## Work to complete
Some lines in the entries contain the word "from". Copy all of them.

****

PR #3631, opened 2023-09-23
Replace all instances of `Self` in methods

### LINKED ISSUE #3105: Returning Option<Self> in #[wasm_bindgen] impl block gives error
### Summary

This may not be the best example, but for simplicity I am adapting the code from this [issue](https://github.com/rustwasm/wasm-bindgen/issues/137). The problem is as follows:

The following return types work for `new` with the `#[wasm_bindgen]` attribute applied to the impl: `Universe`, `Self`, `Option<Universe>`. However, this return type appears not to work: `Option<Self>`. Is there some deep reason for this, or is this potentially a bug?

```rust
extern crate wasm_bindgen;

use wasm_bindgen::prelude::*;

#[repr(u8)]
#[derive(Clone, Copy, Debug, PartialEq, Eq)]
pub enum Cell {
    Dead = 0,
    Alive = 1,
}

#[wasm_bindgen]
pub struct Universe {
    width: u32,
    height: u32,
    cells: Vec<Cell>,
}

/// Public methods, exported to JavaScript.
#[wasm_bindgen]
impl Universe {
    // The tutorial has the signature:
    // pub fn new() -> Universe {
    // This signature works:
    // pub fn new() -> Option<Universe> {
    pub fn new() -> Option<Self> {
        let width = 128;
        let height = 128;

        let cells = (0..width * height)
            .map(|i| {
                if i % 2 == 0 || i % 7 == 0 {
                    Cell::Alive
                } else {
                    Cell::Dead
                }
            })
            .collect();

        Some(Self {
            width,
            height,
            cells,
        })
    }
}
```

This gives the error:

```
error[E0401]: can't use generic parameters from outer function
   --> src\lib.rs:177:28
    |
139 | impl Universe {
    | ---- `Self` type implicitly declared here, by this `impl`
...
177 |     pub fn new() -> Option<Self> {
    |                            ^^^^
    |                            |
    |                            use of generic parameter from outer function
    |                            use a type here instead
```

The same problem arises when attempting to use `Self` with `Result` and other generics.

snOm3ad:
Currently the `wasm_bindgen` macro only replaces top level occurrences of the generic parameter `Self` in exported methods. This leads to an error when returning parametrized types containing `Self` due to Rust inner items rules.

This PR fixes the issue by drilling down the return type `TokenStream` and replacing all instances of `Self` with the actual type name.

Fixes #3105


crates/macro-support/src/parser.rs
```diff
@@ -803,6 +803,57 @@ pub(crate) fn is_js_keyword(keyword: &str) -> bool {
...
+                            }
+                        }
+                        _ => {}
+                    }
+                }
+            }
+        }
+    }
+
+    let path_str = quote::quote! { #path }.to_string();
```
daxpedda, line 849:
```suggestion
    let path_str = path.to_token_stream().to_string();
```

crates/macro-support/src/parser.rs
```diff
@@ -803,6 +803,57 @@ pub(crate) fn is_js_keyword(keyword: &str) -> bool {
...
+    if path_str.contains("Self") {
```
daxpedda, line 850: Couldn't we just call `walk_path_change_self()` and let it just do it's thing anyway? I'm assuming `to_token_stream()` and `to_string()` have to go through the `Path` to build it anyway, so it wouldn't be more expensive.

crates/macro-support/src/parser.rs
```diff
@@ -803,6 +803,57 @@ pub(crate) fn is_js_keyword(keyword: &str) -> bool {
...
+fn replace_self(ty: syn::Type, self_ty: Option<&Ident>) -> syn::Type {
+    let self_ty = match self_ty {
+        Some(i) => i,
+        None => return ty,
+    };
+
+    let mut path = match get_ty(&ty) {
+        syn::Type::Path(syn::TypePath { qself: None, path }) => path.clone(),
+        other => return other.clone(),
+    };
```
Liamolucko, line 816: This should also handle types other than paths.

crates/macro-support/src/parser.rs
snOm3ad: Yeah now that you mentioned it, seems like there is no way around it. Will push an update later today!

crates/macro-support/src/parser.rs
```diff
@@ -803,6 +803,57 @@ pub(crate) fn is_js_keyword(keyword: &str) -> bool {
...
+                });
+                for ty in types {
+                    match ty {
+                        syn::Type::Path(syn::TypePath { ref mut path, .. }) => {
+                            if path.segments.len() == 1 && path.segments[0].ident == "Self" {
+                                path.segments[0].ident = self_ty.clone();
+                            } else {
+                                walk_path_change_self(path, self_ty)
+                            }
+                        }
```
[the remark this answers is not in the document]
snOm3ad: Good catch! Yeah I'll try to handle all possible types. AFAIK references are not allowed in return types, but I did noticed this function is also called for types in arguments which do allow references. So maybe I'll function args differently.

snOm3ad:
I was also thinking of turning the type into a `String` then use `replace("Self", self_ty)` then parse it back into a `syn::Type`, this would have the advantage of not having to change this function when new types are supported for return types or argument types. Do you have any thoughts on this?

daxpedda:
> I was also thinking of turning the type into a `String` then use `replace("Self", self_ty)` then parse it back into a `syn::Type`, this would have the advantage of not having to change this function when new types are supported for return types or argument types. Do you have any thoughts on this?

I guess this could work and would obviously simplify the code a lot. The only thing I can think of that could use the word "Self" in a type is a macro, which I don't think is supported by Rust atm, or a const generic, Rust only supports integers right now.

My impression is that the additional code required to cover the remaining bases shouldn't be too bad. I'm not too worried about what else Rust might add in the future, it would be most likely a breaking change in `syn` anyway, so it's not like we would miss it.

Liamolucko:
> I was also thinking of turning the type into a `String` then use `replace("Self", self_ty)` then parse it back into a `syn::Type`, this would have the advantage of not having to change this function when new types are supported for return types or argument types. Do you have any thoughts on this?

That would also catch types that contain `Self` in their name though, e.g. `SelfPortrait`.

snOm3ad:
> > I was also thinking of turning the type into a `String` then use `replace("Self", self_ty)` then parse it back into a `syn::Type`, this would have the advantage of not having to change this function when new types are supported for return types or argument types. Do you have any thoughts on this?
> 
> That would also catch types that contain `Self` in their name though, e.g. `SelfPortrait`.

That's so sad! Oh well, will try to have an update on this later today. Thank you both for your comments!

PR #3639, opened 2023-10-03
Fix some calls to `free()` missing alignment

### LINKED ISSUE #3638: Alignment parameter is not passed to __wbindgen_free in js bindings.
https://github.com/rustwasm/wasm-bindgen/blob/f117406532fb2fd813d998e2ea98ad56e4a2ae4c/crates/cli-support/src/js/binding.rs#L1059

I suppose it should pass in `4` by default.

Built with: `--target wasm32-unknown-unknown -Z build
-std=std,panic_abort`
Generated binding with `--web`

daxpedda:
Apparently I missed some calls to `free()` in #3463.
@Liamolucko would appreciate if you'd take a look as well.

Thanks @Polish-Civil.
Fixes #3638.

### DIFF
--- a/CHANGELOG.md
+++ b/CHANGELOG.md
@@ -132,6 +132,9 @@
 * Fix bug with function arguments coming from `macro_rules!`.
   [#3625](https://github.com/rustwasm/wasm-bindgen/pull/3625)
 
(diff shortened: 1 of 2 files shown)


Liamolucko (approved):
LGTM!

****

## Written reply
This may not be the best example, but for simplicity I am adapting the code from this [issue](https://github.com/rustwasm/wasm-bindgen/issues/137). The problem is as follows:
error[E0401]: can't use generic parameters from outer function
    |                            use of generic parameter from outer function
 * Fix bug with function arguments coming from `macro_rules!`.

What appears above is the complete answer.